▶ _DATA IN THIS EXERCISE_
====================

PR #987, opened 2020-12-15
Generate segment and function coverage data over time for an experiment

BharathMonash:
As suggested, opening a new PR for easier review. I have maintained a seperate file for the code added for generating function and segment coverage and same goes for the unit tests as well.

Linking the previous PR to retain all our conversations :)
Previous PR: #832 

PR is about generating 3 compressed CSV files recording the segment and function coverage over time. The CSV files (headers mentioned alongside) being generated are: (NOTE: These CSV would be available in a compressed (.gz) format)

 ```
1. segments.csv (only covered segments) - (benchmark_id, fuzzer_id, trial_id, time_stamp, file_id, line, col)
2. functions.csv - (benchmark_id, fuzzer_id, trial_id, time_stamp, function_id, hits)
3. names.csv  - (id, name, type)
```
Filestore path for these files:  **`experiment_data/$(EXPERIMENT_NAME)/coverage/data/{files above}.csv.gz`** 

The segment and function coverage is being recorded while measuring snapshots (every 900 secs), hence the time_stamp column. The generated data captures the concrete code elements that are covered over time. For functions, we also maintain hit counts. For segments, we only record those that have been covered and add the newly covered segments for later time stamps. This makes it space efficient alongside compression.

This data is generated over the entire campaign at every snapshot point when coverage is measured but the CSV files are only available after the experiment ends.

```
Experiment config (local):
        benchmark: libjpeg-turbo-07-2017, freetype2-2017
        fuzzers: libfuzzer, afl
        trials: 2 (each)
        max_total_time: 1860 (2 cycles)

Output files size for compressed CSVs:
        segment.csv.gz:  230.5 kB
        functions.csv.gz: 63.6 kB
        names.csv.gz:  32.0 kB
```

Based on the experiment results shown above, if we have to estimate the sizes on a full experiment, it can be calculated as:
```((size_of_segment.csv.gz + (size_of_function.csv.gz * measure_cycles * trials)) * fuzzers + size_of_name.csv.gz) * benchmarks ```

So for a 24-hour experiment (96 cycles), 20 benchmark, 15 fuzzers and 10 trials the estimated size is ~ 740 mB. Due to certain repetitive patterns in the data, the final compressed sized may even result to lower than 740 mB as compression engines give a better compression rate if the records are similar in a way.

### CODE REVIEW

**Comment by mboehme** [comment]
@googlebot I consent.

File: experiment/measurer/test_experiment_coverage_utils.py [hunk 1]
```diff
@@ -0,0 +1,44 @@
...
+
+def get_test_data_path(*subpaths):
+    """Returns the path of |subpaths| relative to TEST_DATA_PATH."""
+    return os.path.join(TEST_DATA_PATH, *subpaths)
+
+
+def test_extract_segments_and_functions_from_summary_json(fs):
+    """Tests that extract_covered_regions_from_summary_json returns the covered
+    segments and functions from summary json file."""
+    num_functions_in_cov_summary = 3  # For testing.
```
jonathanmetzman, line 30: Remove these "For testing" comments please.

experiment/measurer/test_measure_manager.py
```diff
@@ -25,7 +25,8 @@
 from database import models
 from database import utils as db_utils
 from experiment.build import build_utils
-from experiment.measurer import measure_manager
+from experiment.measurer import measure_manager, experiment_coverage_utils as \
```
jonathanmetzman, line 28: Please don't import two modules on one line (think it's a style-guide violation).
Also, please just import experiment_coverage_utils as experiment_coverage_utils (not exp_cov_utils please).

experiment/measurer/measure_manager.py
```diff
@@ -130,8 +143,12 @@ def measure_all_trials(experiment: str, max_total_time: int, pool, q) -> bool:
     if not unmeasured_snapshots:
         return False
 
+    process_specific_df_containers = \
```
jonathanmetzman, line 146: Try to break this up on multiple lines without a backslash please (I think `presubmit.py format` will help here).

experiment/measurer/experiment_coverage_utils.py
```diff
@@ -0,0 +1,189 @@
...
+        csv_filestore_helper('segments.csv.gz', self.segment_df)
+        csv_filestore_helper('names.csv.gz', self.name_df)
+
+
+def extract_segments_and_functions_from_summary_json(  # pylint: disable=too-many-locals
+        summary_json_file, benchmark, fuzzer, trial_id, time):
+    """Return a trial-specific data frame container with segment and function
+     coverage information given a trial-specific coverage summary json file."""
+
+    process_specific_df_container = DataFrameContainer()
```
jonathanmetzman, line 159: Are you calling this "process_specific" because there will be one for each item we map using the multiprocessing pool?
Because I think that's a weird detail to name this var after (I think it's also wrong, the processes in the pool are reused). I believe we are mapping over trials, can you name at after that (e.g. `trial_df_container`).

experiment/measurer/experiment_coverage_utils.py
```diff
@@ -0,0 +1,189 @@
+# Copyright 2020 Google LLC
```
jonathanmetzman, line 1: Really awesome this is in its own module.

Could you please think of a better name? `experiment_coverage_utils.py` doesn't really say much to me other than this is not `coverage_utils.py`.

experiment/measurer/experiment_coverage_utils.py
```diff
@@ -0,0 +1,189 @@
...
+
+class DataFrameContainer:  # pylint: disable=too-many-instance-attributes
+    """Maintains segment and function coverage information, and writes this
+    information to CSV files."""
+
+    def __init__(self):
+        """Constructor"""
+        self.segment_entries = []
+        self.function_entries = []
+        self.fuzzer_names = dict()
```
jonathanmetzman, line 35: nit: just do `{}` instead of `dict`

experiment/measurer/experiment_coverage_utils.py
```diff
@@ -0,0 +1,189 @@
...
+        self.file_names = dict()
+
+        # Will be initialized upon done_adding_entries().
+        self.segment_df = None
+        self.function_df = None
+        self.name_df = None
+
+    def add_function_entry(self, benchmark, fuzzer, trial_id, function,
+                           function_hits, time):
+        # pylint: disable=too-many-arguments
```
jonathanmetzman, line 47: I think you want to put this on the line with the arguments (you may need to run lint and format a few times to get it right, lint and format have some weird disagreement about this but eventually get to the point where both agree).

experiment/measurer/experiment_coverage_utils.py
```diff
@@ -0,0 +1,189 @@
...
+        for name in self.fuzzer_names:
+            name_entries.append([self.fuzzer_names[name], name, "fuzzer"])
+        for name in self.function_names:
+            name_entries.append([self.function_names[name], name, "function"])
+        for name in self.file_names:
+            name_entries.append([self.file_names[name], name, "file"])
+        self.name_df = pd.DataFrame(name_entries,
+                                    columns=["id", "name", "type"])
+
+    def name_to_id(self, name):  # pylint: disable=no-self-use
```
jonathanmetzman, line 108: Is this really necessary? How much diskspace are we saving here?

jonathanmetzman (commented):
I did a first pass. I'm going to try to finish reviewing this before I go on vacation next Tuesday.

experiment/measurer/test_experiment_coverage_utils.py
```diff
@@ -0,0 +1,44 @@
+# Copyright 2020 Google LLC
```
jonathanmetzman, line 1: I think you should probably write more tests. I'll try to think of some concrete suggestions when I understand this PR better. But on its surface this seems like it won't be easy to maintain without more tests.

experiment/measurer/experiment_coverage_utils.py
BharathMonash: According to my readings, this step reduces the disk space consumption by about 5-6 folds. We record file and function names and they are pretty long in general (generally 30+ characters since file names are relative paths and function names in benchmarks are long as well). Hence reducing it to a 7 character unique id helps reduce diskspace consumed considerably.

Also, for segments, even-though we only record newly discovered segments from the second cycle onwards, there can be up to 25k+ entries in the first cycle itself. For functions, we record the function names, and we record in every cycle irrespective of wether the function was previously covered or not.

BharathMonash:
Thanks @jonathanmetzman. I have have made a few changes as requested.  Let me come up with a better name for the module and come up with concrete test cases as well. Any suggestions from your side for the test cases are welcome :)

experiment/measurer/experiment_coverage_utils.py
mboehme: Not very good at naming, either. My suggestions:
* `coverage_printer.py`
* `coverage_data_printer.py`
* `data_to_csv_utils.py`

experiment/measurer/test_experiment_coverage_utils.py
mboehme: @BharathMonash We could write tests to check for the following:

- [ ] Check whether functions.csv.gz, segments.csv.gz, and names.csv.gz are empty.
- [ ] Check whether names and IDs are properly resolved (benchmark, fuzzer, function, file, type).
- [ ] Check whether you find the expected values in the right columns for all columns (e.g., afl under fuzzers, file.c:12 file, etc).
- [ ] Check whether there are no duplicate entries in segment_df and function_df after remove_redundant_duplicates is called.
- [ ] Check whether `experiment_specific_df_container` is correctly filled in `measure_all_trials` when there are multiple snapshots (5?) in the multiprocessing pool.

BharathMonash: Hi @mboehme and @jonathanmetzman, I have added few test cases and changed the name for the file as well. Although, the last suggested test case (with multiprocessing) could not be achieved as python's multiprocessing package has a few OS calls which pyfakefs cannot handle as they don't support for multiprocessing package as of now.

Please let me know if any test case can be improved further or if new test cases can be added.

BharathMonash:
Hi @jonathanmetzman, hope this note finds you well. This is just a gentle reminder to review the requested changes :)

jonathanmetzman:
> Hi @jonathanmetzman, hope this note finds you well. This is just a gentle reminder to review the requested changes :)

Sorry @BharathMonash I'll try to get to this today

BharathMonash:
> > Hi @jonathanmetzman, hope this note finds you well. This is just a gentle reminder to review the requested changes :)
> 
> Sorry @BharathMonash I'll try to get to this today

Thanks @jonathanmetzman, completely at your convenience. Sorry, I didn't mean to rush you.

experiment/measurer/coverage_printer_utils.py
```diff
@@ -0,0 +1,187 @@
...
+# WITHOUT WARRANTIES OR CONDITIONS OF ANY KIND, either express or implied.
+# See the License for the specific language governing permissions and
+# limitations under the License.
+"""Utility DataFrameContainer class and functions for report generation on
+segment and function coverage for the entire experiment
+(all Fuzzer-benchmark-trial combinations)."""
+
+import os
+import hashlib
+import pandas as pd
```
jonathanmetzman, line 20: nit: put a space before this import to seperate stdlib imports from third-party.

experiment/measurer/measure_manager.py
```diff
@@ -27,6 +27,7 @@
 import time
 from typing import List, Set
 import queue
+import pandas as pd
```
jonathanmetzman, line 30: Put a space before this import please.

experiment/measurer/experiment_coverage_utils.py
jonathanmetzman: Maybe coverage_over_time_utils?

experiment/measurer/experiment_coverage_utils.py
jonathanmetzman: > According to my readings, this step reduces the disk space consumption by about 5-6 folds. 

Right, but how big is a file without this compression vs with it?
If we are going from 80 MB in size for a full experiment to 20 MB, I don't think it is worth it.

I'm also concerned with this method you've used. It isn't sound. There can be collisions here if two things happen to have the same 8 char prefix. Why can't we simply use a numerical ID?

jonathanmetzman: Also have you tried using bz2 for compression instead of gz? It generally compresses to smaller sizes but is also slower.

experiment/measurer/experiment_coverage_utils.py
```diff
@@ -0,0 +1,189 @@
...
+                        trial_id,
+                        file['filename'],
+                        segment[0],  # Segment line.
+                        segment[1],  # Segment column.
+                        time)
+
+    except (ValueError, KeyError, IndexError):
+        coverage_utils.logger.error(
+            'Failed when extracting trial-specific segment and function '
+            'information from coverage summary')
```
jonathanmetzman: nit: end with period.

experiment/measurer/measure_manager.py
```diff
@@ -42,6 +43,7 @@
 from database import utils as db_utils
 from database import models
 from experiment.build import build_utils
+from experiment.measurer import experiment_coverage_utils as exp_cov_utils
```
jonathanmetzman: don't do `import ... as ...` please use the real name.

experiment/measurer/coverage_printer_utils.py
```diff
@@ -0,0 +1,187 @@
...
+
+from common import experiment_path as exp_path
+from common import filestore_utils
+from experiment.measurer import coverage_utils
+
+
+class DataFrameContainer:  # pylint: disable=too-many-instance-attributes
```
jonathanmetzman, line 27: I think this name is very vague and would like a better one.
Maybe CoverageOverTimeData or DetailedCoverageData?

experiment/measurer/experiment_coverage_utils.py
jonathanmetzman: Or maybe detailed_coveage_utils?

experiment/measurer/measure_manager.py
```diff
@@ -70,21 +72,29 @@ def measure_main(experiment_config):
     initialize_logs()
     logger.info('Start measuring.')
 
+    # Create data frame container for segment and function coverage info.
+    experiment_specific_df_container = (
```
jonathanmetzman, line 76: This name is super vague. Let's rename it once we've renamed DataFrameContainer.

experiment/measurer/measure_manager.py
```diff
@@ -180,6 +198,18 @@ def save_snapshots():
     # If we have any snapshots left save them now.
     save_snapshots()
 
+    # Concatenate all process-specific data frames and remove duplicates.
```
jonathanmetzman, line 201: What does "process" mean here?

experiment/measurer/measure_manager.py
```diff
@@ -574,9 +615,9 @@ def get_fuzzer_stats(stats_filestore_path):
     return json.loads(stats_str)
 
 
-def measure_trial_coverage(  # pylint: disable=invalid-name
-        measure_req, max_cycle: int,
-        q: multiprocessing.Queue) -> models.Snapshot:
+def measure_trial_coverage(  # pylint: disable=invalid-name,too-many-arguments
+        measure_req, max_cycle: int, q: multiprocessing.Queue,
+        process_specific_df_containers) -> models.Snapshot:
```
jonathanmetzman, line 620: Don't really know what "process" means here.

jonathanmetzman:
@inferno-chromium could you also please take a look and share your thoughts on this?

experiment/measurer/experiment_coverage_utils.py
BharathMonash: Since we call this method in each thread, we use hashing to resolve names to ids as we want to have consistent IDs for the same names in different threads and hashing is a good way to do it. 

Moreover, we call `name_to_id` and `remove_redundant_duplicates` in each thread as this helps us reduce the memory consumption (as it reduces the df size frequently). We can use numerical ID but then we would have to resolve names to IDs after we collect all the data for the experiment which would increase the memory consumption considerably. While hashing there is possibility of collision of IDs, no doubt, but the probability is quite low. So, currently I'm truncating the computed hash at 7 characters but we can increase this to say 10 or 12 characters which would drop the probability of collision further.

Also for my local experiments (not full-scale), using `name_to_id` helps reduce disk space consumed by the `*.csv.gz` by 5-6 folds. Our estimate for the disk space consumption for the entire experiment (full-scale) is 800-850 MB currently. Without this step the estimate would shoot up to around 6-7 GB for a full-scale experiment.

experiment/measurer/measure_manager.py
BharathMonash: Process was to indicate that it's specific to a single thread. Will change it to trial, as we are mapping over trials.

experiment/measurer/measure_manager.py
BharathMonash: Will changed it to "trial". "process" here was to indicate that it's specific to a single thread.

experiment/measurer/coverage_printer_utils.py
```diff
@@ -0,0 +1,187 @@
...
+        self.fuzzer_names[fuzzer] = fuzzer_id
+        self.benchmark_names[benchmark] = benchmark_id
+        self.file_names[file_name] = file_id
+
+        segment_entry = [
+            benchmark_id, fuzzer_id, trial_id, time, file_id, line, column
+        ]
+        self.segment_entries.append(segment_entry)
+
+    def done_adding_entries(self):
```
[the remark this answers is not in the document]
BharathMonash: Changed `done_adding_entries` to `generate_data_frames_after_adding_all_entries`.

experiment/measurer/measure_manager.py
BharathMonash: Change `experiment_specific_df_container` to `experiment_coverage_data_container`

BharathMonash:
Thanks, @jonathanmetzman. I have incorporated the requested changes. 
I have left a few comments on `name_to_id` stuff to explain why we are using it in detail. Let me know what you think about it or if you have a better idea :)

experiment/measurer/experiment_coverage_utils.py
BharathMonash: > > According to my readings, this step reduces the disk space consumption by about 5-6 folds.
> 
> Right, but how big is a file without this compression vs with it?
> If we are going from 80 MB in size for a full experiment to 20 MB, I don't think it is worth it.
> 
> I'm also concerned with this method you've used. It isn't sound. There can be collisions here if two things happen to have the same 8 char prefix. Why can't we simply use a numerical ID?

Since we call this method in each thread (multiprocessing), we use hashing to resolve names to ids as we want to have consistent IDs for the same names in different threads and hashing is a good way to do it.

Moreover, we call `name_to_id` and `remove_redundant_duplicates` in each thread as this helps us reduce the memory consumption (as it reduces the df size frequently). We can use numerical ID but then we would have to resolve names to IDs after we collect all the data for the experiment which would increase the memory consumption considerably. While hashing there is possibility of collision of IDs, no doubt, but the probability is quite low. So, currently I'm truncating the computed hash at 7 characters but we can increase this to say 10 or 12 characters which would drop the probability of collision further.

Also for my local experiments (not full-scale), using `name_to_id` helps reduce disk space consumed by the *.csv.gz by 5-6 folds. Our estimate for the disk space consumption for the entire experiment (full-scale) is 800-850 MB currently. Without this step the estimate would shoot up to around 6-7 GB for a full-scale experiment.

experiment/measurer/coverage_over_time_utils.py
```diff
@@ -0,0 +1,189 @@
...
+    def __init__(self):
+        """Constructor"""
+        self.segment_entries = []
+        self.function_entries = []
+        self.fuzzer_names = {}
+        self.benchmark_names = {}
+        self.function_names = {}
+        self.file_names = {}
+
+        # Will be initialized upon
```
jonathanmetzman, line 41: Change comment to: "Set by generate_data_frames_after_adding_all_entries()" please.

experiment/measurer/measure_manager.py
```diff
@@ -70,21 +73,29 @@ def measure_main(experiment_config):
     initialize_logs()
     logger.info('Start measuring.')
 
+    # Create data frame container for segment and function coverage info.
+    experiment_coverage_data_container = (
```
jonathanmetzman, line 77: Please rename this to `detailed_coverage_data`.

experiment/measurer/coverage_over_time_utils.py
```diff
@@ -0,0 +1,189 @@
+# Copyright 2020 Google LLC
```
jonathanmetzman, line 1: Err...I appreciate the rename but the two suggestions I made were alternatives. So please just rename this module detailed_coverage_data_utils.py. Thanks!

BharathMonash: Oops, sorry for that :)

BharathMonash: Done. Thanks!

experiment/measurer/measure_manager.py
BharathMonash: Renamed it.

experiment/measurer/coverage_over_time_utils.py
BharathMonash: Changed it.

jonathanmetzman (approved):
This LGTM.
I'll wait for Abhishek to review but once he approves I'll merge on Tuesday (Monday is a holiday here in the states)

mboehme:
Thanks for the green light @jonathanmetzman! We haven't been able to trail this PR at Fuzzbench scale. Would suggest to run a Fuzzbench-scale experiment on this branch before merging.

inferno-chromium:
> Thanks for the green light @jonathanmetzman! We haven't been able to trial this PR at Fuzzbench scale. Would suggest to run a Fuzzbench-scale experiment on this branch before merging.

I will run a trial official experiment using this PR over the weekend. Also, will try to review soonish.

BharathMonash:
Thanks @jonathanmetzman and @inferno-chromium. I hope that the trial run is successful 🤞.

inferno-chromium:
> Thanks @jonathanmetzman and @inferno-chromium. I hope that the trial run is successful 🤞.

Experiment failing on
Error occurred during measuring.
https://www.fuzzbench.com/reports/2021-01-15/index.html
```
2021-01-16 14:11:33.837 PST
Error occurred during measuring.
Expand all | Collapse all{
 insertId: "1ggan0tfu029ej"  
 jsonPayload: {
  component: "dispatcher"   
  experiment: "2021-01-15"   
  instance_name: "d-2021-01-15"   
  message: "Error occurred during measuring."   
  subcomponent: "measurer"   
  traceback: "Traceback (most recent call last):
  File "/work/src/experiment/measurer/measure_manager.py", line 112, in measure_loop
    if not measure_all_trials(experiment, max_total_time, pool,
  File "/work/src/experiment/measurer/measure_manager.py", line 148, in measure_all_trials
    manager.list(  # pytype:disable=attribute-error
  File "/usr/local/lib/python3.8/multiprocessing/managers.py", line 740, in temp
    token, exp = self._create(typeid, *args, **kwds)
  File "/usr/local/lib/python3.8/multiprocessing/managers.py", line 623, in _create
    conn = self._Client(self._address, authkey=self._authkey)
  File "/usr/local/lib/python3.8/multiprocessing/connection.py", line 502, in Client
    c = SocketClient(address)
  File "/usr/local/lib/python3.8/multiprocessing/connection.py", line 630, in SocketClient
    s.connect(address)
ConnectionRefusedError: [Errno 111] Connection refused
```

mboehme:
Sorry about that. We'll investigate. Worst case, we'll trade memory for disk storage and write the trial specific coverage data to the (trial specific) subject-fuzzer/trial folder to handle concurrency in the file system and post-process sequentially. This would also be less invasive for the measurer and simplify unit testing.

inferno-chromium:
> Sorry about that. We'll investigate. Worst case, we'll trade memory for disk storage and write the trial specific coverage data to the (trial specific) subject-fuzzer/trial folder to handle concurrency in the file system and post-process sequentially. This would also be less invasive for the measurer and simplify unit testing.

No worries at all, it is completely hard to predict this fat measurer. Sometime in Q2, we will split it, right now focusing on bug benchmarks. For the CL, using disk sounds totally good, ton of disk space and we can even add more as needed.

====================

▶ _WHAT IS REQUIRED_
Across all the records, find the lines containing the word "covered" and reproduce each one.

▶ _WRITTEN ANSWER_
1. segments.csv (only covered segments) - (benchmark_id, fuzzer_id, trial_id, time_stamp, file_id, line, col)
The segment and function coverage is being recorded while measuring snapshots (every 900 secs), hence the time_stamp column. The generated data captures the concrete code elements that are covered over time. For functions, we also maintain hit counts. For segments, we only record those that have been covered and add the newly covered segments for later time stamps. This makes it space efficient alongside compression.
+    """Tests that extract_covered_regions_from_summary_json returns the covered
Also, for segments, even-though we only record newly discovered segments from the second cycle onwards, there can be up to 25k+ entries in the first cycle itself. For functions, we record the function names, and we record in every cycle irrespective of wether the function was previously covered or not.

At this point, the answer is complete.